[Exercise brief] What is the number of lines in these entries that include "reference"? Write that number and no other text.

[Records to use]
########

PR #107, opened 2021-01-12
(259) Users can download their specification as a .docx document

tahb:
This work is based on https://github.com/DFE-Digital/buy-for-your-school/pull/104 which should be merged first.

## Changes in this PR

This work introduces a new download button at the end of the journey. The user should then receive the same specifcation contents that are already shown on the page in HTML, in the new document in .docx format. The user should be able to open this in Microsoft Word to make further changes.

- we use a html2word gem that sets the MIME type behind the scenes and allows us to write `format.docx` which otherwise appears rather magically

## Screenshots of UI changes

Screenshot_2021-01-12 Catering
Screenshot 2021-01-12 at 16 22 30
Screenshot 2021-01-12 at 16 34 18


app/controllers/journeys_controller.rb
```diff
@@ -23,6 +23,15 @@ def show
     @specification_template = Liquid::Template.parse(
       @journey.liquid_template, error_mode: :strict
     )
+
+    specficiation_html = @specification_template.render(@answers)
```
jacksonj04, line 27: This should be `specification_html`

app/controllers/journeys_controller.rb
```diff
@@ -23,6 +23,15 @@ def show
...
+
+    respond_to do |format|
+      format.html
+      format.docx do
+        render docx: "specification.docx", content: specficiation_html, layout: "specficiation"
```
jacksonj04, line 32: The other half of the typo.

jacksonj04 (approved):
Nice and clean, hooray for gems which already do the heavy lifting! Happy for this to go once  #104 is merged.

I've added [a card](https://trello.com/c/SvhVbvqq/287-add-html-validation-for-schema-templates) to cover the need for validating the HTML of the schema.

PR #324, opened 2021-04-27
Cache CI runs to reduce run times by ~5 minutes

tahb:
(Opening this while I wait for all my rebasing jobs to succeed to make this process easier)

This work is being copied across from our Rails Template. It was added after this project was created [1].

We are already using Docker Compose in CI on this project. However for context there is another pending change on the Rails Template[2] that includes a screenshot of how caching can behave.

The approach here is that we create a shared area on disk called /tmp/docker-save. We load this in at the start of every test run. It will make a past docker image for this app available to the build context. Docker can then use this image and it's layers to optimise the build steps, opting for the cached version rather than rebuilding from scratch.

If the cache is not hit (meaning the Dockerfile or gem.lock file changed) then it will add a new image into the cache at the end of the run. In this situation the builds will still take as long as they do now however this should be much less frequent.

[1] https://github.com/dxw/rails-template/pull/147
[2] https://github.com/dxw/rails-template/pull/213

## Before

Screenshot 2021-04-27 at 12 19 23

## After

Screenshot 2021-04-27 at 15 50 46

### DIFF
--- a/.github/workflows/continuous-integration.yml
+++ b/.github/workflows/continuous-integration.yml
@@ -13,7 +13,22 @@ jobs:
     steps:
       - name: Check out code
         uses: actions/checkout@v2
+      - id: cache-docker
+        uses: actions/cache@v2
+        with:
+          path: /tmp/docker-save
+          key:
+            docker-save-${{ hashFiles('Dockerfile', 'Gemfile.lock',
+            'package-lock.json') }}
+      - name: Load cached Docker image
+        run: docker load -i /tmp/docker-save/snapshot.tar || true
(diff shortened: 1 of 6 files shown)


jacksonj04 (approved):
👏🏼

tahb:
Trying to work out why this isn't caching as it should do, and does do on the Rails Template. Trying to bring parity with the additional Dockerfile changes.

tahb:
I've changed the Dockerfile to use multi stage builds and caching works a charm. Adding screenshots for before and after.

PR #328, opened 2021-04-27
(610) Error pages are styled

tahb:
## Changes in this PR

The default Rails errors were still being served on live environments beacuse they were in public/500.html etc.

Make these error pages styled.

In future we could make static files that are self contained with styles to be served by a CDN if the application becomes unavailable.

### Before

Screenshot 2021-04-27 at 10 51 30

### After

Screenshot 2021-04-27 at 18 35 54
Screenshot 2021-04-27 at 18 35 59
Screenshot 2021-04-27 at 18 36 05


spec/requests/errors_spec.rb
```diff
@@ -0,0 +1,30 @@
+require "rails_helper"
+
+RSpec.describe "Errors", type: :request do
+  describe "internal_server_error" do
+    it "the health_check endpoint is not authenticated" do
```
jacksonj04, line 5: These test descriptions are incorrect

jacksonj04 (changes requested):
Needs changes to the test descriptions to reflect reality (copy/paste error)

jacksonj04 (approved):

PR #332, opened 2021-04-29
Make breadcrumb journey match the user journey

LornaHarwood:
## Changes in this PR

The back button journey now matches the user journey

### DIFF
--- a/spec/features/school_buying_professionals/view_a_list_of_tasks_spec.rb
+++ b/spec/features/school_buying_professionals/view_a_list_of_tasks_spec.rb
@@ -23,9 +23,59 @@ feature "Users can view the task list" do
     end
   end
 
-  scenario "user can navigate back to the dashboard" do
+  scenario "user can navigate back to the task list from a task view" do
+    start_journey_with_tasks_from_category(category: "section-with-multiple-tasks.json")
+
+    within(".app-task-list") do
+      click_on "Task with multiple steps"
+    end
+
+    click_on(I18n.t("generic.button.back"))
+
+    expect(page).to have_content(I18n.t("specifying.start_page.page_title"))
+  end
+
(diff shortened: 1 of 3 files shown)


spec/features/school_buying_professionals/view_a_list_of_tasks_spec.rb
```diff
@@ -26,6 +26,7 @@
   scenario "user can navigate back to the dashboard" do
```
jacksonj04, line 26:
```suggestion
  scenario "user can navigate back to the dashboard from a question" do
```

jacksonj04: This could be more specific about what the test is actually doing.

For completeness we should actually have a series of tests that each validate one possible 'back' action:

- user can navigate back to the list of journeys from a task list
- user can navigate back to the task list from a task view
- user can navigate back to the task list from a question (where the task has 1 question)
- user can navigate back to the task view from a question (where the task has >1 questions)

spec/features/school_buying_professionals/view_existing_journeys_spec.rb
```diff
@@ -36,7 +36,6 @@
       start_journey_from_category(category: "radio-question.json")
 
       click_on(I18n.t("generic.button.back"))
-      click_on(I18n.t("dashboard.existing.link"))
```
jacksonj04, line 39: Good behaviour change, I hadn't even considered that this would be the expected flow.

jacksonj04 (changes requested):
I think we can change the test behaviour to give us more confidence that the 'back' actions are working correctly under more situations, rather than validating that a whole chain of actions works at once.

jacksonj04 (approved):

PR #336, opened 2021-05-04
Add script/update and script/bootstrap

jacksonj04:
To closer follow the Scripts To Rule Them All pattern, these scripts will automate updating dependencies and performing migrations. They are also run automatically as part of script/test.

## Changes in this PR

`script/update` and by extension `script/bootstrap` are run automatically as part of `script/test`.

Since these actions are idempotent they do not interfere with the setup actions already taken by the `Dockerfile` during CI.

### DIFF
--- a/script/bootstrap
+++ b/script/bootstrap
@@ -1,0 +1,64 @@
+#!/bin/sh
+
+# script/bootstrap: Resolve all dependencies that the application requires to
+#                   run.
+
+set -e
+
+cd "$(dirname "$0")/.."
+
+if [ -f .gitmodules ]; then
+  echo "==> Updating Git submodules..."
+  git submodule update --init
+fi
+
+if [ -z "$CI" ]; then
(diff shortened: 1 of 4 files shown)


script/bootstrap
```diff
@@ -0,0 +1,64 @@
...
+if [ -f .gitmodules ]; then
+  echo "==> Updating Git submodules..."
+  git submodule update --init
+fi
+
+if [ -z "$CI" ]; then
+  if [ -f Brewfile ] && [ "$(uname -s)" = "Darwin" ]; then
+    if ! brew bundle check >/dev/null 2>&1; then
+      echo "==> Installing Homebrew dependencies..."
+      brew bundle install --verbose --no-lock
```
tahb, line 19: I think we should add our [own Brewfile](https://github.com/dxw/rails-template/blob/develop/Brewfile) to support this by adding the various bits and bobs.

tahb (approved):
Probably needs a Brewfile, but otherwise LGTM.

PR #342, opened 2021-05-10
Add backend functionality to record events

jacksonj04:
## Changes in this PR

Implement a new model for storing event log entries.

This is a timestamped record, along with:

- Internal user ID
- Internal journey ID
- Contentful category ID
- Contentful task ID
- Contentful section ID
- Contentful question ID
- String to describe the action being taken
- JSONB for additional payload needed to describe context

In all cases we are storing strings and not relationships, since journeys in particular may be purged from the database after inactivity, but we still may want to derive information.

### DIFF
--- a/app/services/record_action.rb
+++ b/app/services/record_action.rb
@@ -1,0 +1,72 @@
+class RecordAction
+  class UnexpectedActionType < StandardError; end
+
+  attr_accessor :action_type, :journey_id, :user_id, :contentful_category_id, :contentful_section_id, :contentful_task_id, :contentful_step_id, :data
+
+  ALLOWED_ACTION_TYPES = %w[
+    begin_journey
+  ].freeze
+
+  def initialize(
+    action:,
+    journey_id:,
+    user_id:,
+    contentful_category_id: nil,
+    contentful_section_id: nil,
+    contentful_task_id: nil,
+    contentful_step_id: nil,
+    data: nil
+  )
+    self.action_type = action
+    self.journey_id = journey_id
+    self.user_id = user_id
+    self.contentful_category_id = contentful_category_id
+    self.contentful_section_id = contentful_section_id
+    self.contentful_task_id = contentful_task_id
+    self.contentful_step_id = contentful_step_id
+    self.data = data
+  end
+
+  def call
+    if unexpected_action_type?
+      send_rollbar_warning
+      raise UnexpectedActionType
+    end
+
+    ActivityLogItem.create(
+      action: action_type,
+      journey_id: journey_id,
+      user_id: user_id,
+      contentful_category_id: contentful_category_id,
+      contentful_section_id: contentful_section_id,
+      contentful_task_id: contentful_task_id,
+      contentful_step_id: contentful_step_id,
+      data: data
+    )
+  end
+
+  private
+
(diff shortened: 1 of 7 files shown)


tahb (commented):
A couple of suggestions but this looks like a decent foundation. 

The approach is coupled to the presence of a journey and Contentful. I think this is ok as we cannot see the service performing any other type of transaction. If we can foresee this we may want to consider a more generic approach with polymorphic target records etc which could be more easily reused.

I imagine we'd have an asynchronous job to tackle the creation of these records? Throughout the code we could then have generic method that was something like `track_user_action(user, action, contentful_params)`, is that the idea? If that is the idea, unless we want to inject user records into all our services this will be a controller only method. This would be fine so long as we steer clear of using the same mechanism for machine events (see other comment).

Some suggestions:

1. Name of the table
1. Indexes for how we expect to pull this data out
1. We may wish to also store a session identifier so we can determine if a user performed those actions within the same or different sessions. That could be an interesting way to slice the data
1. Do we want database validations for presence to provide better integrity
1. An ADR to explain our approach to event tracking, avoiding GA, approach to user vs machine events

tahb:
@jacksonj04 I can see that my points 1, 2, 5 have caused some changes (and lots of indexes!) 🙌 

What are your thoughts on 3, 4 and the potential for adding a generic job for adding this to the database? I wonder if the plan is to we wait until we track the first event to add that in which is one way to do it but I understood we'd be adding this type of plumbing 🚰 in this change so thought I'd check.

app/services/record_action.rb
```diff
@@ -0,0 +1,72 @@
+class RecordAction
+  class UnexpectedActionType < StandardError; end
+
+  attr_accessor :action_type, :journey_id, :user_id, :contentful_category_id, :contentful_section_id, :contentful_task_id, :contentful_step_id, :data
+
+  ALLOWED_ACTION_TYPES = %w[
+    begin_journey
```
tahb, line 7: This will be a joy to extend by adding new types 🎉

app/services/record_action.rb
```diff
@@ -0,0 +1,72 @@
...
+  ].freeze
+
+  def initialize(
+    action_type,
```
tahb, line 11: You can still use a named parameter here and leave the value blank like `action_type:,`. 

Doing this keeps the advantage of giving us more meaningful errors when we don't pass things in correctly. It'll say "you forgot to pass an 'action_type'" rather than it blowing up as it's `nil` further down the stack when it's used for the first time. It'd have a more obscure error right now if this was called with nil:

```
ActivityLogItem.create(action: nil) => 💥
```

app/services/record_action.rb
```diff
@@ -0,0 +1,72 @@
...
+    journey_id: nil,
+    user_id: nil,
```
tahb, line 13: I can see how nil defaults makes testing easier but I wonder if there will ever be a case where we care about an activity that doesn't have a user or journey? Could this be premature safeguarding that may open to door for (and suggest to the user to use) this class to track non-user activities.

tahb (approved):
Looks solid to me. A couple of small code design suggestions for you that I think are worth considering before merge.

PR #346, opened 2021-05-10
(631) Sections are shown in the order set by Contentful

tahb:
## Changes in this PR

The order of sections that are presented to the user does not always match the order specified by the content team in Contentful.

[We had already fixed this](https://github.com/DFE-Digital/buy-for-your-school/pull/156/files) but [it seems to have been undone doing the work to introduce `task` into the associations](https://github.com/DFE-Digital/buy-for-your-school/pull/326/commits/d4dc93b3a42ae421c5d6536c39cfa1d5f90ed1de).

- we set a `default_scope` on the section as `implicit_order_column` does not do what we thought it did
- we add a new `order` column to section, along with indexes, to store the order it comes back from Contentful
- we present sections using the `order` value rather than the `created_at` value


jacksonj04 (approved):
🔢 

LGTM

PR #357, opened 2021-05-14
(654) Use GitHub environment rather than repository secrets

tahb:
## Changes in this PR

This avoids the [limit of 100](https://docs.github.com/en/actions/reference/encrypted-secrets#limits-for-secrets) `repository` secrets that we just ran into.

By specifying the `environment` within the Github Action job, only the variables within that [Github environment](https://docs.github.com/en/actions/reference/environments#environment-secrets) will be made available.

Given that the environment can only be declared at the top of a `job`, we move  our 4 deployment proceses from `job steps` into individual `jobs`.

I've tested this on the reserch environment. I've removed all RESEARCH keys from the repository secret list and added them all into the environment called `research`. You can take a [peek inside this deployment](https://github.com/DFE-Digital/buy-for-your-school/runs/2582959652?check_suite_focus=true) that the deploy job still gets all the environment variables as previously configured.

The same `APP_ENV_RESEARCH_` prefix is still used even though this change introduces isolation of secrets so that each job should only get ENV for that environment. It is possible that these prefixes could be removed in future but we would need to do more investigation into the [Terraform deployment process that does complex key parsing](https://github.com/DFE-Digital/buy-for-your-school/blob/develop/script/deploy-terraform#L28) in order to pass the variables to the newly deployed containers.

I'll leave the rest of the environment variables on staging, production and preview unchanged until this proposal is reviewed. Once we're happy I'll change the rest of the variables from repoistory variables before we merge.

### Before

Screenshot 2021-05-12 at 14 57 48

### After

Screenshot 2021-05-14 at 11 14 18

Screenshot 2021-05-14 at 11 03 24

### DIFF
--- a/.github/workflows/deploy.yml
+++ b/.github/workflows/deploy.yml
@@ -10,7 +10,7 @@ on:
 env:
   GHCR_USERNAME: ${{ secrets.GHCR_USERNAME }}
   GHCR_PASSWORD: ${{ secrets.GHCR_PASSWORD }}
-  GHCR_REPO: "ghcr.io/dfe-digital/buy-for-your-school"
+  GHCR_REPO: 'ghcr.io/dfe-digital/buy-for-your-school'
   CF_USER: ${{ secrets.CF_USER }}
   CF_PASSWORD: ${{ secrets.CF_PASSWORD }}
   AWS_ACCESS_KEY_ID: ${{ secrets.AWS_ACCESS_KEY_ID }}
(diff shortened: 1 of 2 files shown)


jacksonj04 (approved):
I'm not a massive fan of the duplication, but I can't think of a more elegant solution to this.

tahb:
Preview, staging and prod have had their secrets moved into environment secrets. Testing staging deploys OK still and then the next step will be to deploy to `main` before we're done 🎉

########

[Answer for the task] 2